## [Data shown]

PR #3299, opened 2026-09-01
[Feature] Support open-ended context signal ranges and overflow-safe routing

yaojiejia:
Closes #3054

## Purpose

Context signal rules could not express "and above": leaving out `max_tokens` parsed as 0, so the rule never matched, and the only workaround was a huge literal like `999M`. Nothing validated the ranges either, so `min > max`, negative values, and typos loaded fine and silently dropped the signal.

This PR makes context bands explicit and safe:

- Omitting `max_tokens` is now an open-ended band that matches every count at or above `min_tokens`. Omitting `min_tokens` means 0.
- Bounds stay inclusive, and `min_tokens == max_tokens` is a supported exact-match band.
- Config and DSL validation reject invalid ranges with actionable messages and warn on gaps and partial overlaps. Overlaps still report every matching rule in config order.
- The classifier parses bounds once, logs invalid rules instead of skipping them silently, and leaves a debug trace when an open-ended band matches.
- The CRD, dashboard, DSL schema, and docs now agree that both limits are optional.

Modules: `pkg/config`, `pkg/classification`, `pkg/dsl`, `pkg/apis`, `pkg/k8s`, `deploy/*/crds`, `dashboard/frontend`, `website/docs`.
Owner: `wg/mom-routing`.

## Test Plan

```bash
cd src/semantic-router
go vet ./pkg/config/ ./pkg/dsl/ ./pkg/classification/ ./pkg/k8s/
go test ./pkg/config/ ./pkg/dsl/ ./pkg/classification/ ./pkg/k8s/ ./pkg/services/ ./internal/nlgen/
make generate-api   # regenerates CRDs and syncs the helm copy

cd dashboard/frontend
npx tsc --noEmit -p .
npx vitest run src/lib src/pages/topology src/pages/ConfigPage

```
Test Result

All listed Go packages, tsc, eslint, and the vitest suites pass. CRD regeneration only changed the contextRules field descriptions and dropped minTokens/maxTokens from required. The built-in mom-v1 recipe loads with no new diagnostics.

---
<details>
<summary>Semantic Router PR Checklist</summary>

- [x] PR title begins with exactly one bracketed category, such as [Feature], [Bug], [Docs], [Test], [Research], [Community], or [CI/Build]
- [x] The title does not stack prefixes such as [Router][Docs]; affected modules belong in labels and the PR body
- [x] The PR links an accepted issue with exactly one owner: one wg/* label for project work or owner/maintainers for repository governance
[...]

PR #3386, opened 2026-09-02
[Bug] Accept open-ended context bands in the CLI config schema

### LINKED ISSUE #3054: [Feature] Support open-ended context signal ranges and overflow-safe routing
### Goal

Make context-signal matching explicit and safe for exact token counts, bounded ranges, open-ended ranges, and overflow.

### Proposed Workgroup

MoM & Routing

### Scope

- Preserve inclusive bounded matching for `min_tokens <= token_count <= max_tokens`.
- Treat `min_tokens == max_tokens` as a supported exact-match band, not an invalid or empty range.
- Add an unbounded upper range, or an equivalent explicit overflow rule, for the final band.
- Preserve the meaning of existing bounded configurations.
- Define deterministic validation or precedence for gaps and overlaps.
- Keep model context-window limits distinct from semantic routing bands.
- Emit bounded diagnostics when fallback, gap, overlap resolution, or overflow behavior is used.
- Align Router configuration, CLI, Dashboard, documentation, and replay/debug evidence.

### Non-goals

- Changing tokenization semantics or model context-window limits.
- Adding a second context signal implementation.
- Using fuzzy or semantic matching for numeric token bands.

### Completion signal

- A singleton band with equal minimum and maximum matches exactly that token count and has focused tests.
- Requests below, inside, exactly on both boundaries, between, and above configured bands have deterministic results.
- A final open-ended band can match all values above its minimum without integer-overflow tricks.
- Existing valid configurations continue to load with unchanged meaning.
- Invalid or ambiguous ranges receive actionable validation, and routing cannot silently lose the context signal.

Parent Epic: #3202

yaojiejia:
Closes #3054

## Purpose

#3299 made an omitted `max_tokens` an open-ended context band in the Router, Dashboard, and docs, but `ContextRule` in `src/vllm-sr/cli/models.py` still required `max_tokens: str`. A valid open-ended config loaded in the Router and failed in the CLI with `max_tokens: Field required`. The `str` field also rejected unquoted numbers like `min_tokens: 8001`, which the Router and docs examples use.

This aligns the CLI with the Router:

- New `cli/context_bands.py` mirrors the Router's rules: strings or numbers, `K`/`M` suffixes, at least one limit, equal limits allowed, `min_tokens` above `max_tokens` rejected with the Router's message.
- `ContextRule` makes both limits optional and runs that check.
- New `tests/test_context_signal_bands.py` covers every band shape and rejection.
- Docs note the Router, CLI, and Dashboard enforce the same rules.

Out of scope: the built-in `mom-v1` recipe still uses the `max_tokens: "2147483647"` sentinel. It touches DSL round-trip tests, so it is left for a follow-up.

## Test Plan

```bash
# config with a final band that omits max_tokens
PYTHONPATH=src/vllm-sr .venv-agent/bin/vllm-sr config router --config open-ended.yaml
# load the emitted file through the Router's config.Load and check Unbounded

cd src/vllm-sr
python -m pytest tests/test_context_signal_bands.py tests/test_router_signal_extensions.py tests/test_cli_models.py tests/test_config_contract.py tests/test_validator_workflows.py -q
python -m pytest tests -q
black --check cli/context_bands.py cli/models.py tests/test_context_signal_bands.py
ruff check cli/context_bands.py cli/models.py tests/test_context_signal_bands.py
``` 
Test Result

- Reproduction fails before the change with context -> 1 -> max_tokens: Field required and exits 0 after.
- Router loads the emitted file: long min=4001 unbounded=true.
- Targeted tests: 83 passed (26 new).

---
<details>

- [x] PR title begins with exactly one bracketed category, such as [Feature], [Bug], [Docs], [Test], [Research], [Community], or [CI/Build]
- [x] The title does not stack prefixes such as [Router][Docs]; affected modules belong in labels and the PR body
- [x] The PR links an accepted issue with exactly one owner: one wg/* label for project work or owner/maintainers for repository governance

</details>

See CONTRIBUTING.md for the full contributor workflow and commit guidance.


FAUST-BENCHOU (commented):
Could we mirror the Router's overflow check here as well? `TokenCount.Value()` rejects scaled values at `math.MaxInt`, while `parse_token_count()` only checks finiteness and negativity, so something like `1e100` can pass the CLI and then fail in the Router. A parity test for this case would keep the “same rules” contract true.

yaojiejia:
> Could we mirror the Router's overflow check here as well? `TokenCount.Value()` rejects scaled values at `math.MaxInt`, while `parse_token_count()` only checks finiteness and negativity, so something like `1e100` can pass the CLI and then fail in the Router. A parity test for this case would keep the “same rules” contract true.

gotcha, just implemented

Xunzhuo (commented):
Thanks for following through on the CLI parity. The new validator matches the Router's numeric parsing, overflow boundary, and exact/open-ended band semantics, including YAML-number coercion. The exact-head CLI, core, and E2E gates are green, and I don't see a remaining blocker. I don't see a code blocker in this head. The current integration state still needs a fresh check before approval.

Xunzhuo (changes requested):
Thanks—the overflow and open-ended fixes are in place. One parity blocker remains: parse_token_count() delegates to Python float(), while Router uses Go strconv.ParseFloat; those grammars differ. Full-width digits such as "１２８" pass CLI validation but fail Router loading, while an existing bounded config such as "0x1p10"/"0x1p20" is accepted by Router (and previously passed through the CLI) but is newly rejected here. Please align the parser grammar with Router and add cross-language regression cases.

yaojiejia:
> Thanks—the overflow and open-ended fixes are in place. One parity blocker remains: parse_token_count() delegates to Python float(), while Router uses Go strconv.ParseFloat; those grammars differ. Full-width digits such as "１２８" pass CLI validation but fail Router loading, while an existing bounded config such as "0x1p10"/"0x1p20" is accepted by Router (and previously passed through the CLI) but is newly rejected here. Please align the parser grammar with Router and add cross-language regression cases.

Fixed in 8bf20825. The CLI now parses token counts with the same grammar as Go's `strconv.ParseFloat`, so `１２８` is rejected and `0x1p10`/`0x1p20` load again. Both the Router and CLI tests now read the same case file, `pkg/config/testdata/token_count_cases.json`, so any future drift fails on both sides.

Xunzhuo (changes requested):
Thanks for working through the grammar cases. The parity check still runs after PyYAML has discarded the original scalar spelling: unquoted 0x10 and 0b101 become Python integers and pass the CLI even though the Router rejects those token-count strings, while 0123 becomes 83 in the CLI but 123 in the Router. Because config router forwards the original YAML, this permits CLI-valid/Router-invalid or semantically different configs. Please preserve or validate the raw scalar lexeme at the YAML boundary and add YAML-to-Pydantic-to-Router parity cases for these implicit-resolution forms.

yaojiejia:
> Thanks for working through the grammar cases. The parity check still runs after PyYAML has discarded the original scalar spelling: unquoted 0x10 and 0b101 become Python integers and pass the CLI even though the Router rejects those token-count strings, while 0123 becomes 83 in the CLI but 123 in the Router. Because config router forwards the original YAML, this permits CLI-valid/Router-invalid or semantically different configs. Please preserve or validate the raw scalar lexeme at the YAML boundary and add YAML-to-Pydantic-to-Router parity cases for these implicit-resolution forms.

Thanks, just checked with `config.Parse`: the Router loader decodes untyped with yaml.v2 and re-marshals before the typed decode, so unquoted `0x10`, `0b101` and `0123` already load as 16, 5 and 83 on both sides. The real divergences were forms where PyYAML and yaml.v2 typing differ, such as `1:30` (accepted by the CLI, rejected by the Router) and `0o17`, `0X10`, `1_e3` (the reverse). Fixed in dded077b and 0c849245 by applying yaml.v2's scalar typing to token counts at the CLI YAML boundary (`cli/config_yaml.py`, `cli/goyaml_scalars.py`), deferring `${ENV}` references to the Router with a warning, and pinning 92 YAML-to-Pydantic-to-Router cases in the shared fixture.

Xunzhuo (approved):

## [The problem]
Where a line in the records above contains the string "would", copy that line.

## [Answer box]
Could we mirror the Router's overflow check here as well? `TokenCount.Value()` rejects scaled values at `math.MaxInt`, while `parse_token_count()` only checks finiteness and negativity, so something like `1e100` can pass the CLI and then fail in the Router. A parity test for this case would keep the “same rules” contract true.
> Could we mirror the Router's overflow check here as well? `TokenCount.Value()` rejects scaled values at `math.MaxInt`, while `parse_token_count()` only checks finiteness and negativity, so something like `1e100` can pass the CLI and then fail in the Router. A parity test for this case would keep the “same rules” contract true.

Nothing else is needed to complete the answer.